I wouldn't call it harmless. The feature might just be brevity enhancement for CRTP (and I think it's incredibly well-designed for that), but the advertisement/education around it usually just mentions constness-agnosticism and code deduplication as the use cases, which are precisely the wrong cases for deducing this. CRTP was never the solution for those and that hasn't changed with the syntax -- because both of these have effects on code semantics, not just syntax. But I will bet most people using it will use it for those purposes, rather than as a briefer syntax for when they would've otherwise used CRTP.

It feels a lot like the push_back -> emplace_back thing, where the feature has important use cases, but plenty of people will use it merely because they're mistaught that it's the "modern way" to do things without being told it's a footgun that bypasses existing safety features in the language, and it becomes impossible to hold back the flood. And they get away with it the majority of the time, but every now and then they end up introducing subtle bugs that are painful to debug.

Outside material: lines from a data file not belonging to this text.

PR #7448, opened 2024-08-28
Color encapsulation

PokeMMO:
I took the 5 minutes to click the "encapsulate fields" button in idea and add new `ImmutableColor` class.

Currently there exists a major footgun, which is accidental mutation of the static `Color` fields such as `Color.WHITE`. Using encapsulation and a new `ImmutableColor` class which extends `Color` we can prevent this issue.

We have at least two ways to handle what should happen when an attempt to mutate an `ImmutableColor`.
1. Throw a `RuntimeException`. This is my preferred option. If you're accidentally doing this, you're going to run into all sorts of inconsistencies and problems until you track down where you did this.
2. Return a modified copy of the color. This would help for certain cases where chaining is used, but this would be far from a complete fix. See `ImmutableColorCpy`
3. Log a warning.


mgsx-dev:
see my comment here https://github.com/libgdx/libgdx/pull/7447#issuecomment-2315419923 (sorry about cross posting)

PokeMMO:
> see my comment here [#7447 (comment)](https://github.com/libgdx/libgdx/pull/7447#issuecomment-2315419923) (sorry about cross posting)

I don't hate your solution either, but there are a lot of places that accept `Color` as an argument that would need a new overload or garbage created.

gdx/src/com/badlogic/gdx/graphics/Color.java
```diff
@@ -24,54 +24,60 @@
...
+	public static final Color MAROON = new ImmutableColor(0xb03060ff);
+
+	/** the red component **/
+	@Deprecated public float r;
+	/** the green component **/
+	@Deprecated public float g;
+	/** the blue component **/
+	@Deprecated public float b;
+	/** the alpha component **/
+	@Deprecated public float a;
```
tommyettinger, line 80: If a field is marked `@Deprecated`, it should also have `@deprecated` in its Javadocs, ideally with a replacement or reason why it is deprecated. From the documentation for the annotation:

```java
/**
...
 * It is strongly recommended that the reason for deprecating a program element
 * be explained in the documentation, using the {@code @deprecated}
 * javadoc tag. The documentation should also suggest and link to a
 * recommended replacement API, if applicable. A replacement API often
 * has subtly different semantics, so such issues should be discussed as
 * well.
 *
 * <p>It is recommended that a {@code since} value be provided with all newly
 * annotated program elements. Note that {@code since} cannot be mandatory,
 * as there are many existing annotations that lack this element value.
 *
 * <p>There is no defined order among annotation elements. As a matter of
 * style, the {@code since} element should be placed first.
 *
 * <p>The {@code @Deprecated} annotation should always be present if
 * the {@code @deprecated} javadoc tag is present, and vice-versa.
 */
```

gdx/src/com/badlogic/gdx/graphics/ImmutableColor.java
```diff
@@ -0,0 +1,124 @@
+
+package com.badlogic.gdx.graphics;
+
+/** A color class that prevents mutation to r/g/b/a values. */
+public class ImmutableColor extends Color {
```
tommyettinger, line 5: ImmutableColor should probably be `final` to ensure there isn't a mutable subclass created.

gdx/src/com/badlogic/gdx/graphics/ImmutableColorCpy.java
```diff
@@ -0,0 +1,124 @@
+
+package com.badlogic.gdx.graphics;
+
+/** A color class that prevents mutation to r/g/b/a values. */
+public class ImmutableColorCpy extends Color {
```
tommyettinger, line 5: The docs here should at least mention that this creates mutable copies of itself (with the `Color` class) when modified.

gdx/src/com/badlogic/gdx/graphics/Color.java
```diff
@@ -358,10 +401,10 @@ public static Color valueOf (String hex) {
 	 * @see #toString() */
 	public static Color valueOf (String hex, Color color) {
 		hex = hex.charAt(0) == '#' ? hex.substring(1) : hex;
-		color.r = Integer.parseInt(hex.substring(0, 2), 16) / 255f;
-		color.g = Integer.parseInt(hex.substring(2, 4), 16) / 255f;
-		color.b = Integer.parseInt(hex.substring(4, 6), 16) / 255f;
-		color.a = hex.length() != 8 ? 1 : Integer.parseInt(hex.substring(6, 8), 16) / 255f;
+		color.setR(Integer.parseInt(hex.substring(0, 2), 16) / 255f);
```
tommyettinger, line 404: This and all Color-modifying static methods after this will be broken if given an `ImmutableColorCpy`, since the given object will create a modified copy and discard it once per channel. Then it will return the original, unmodified `ImmutableColorCpy`.

gdx/src/com/badlogic/gdx/graphics/Color.java
```diff
@@ -24,54 +24,60 @@
  * 
  * @author mzechner */
 public class Color {
-	public static final Color WHITE = new Color(1, 1, 1, 1);
-	public static final Color LIGHT_GRAY = new Color(0xbfbfbfff);
-	public static final Color GRAY = new Color(0x7f7f7fff);
-	public static final Color DARK_GRAY = new Color(0x3f3f3fff);
-	public static final Color BLACK = new Color(0, 0, 0, 1);
+	public static final Color WHITE = new ImmutableColor(1, 1, 1, 1);
```
tommyettinger, line 27: All Color constants should have the class `ImmutableColor` or be documented as immutable, otherwise users won't have any indication that they throw `Exception`s when modified.

tommyettinger (changes requested):
I don't like this one bit. Almost every mid-sized project updating libGDX would have to expect a wall of deprecation messages, none of which would be any different for code that modifies Color constants than from code which modifies Colors by the formerly-default field modification. I'm pretty sure the libGDX plugin for IDEA (by BlueBoxWare) warns on modifications to color constants currently, so this isn't really beneficial for anyone using that.

Personally, if I had a mid-size game I was developing, I just wouldn't update libGDX if it meant dealing with this. If I felt like drastic changes, I'd switch to Godot, which would mean a complete rewrite but with most of my tools written for me already.

Frosty-J:
> I'm pretty sure the libGDX plugin for IDEA (by BlueBoxWare) warns on modifications to color constants currently, so this isn't really beneficial for anyone using that.

It doesn't. I have it and it didn't emit any warnings during the testing at #7447. Even if I do something as obviously wrong as `Color.RED.set(Color.GREEN)`, it doesn't warn.

> Personally, if I had a mid-size game I was developing, I just wouldn't update libGDX if it meant dealing with this.

In how many places are you tinkering with colours? I would not expect the migration process to take more than a few minutes. Though it may be worth trying to write a Find & Replace regex if this were to go through.

Otherwise, I mostly agree with your review.

tommyettinger:
Interesting, I thought I remembered seeing a warning about that at some point. That would be a perfect place for that plugin to warn.

I'm curious what this regex would look like, considering it would need to handle changes to r, g, b, and a, as well as calls to anything that modifies a Color, potentially as a parameter. I'm guessing it would actually be quite a few regexes.

PokeMMO:
> Almost every mid-sized project updating libGDX would have to expect a wall of deprecation messages

The idea would be to protect these fields after a major update. Existing code bases should migrate to the getters and setters.

> Missing javadocs/missing final/etc

This PR is very rough to see if its even feasible to get this change in.

> ImmutableColorCpy

This is an alternative implementation, we should ideally pick one or the other.

gdx/src/com/badlogic/gdx/graphics/Color.java
PokeMMO: This is true, and its one reason why I prefer we don't do the `ImmutableColorCpy` route, and instead go the exception route.

angelickite:
I too have accidentaly changed the global `Color`-instances which led to a few moments of confusion. 
Nothing dramatic, but if (cheap) improvements are possible, why not save some developer hours.

If I were to attempt a change in this vein, I would be as explicit about is as possible and not beat around the bush:

- `ImmutableColor extends Color`: just no. that is barely a bandaid, which you can see through its ripple effect like having to resort to execution time exceptions.

- Deprecating the totally valid mutable r,g,b,a fields for the alternative of having to go through getters/setters is a big step backwards. It is rare to find code these days which treats the developer with some respect, this is not the way to go.

The core issue mainly stems from having a single "API" which covers multiple needs, like
  - being the reference values of the libGDX internal colors
  - bridging the gap between the libGDX API and user code (font markup)
  - providing a sort of default palette for convenience

Looking at it from the side, I would say that the Colors defined in `Color` are mainly about libGDX internals. Using these as a palette beyond quick debugging is just not recommendable, e.g. RED(255, 0, 0) rarely is good on the eyes.

I would either

- position these as such via documentation and offer access to a `GdxColorPalette` which can have all the immutable properties one desires, for example by only generating new Colors via static functions like `Color red = GdxColorPalette.red()`.
or
- break these values via renaming, removal or what else one desires. Then make the separation clear and let people discover their potential bugs.

IMO that would cover most needs and not beat around the bush.

There is at least one place in the code base that I am aware of (had some ouch with it...) where libGDX kind of runs into this situation itself: https://github.com/libgdx/libgdx/blob/f633eba7d013459033e489a488ed962e321942f1/extensions/gdx-freetype/src/com/badlogic/gdx/graphics/g2d/freetype/FreeTypeFontGenerator.java#L759 (I would expect a `Color.WHITE.cpy()` here)

Whether the breakage is worth it depends on the size and complexity of the usages in actual projects. I personally wouldn't mind the breakage in my own projects for the health of the framework in the long term, but I wouldn't argue against those saying its just not worth it either (given some clarification to the situation via the several documentation options). Just fiddling with the way Colors are structurally represented is not the way to go.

But hey it's the shiny modern hammer, so obviously you can't just let it sit there. People can't just see a modern hammer and let you watch it sit there until you actually need it. You have to use it (and people will tell you to use it during code reviews) or everyone will look down on you for being so old-fashioned and anti-"progress".


It can also pass this by value, which is good for optimization. And it gets read of pointer-to-member functions, which is great.


Probably thats also partly because they are being dumped into a large sprawling codebase already full of C++98 idioms. Even if you point them to the "newer sections" that are more modern, they will fall back to what they are working with all the time.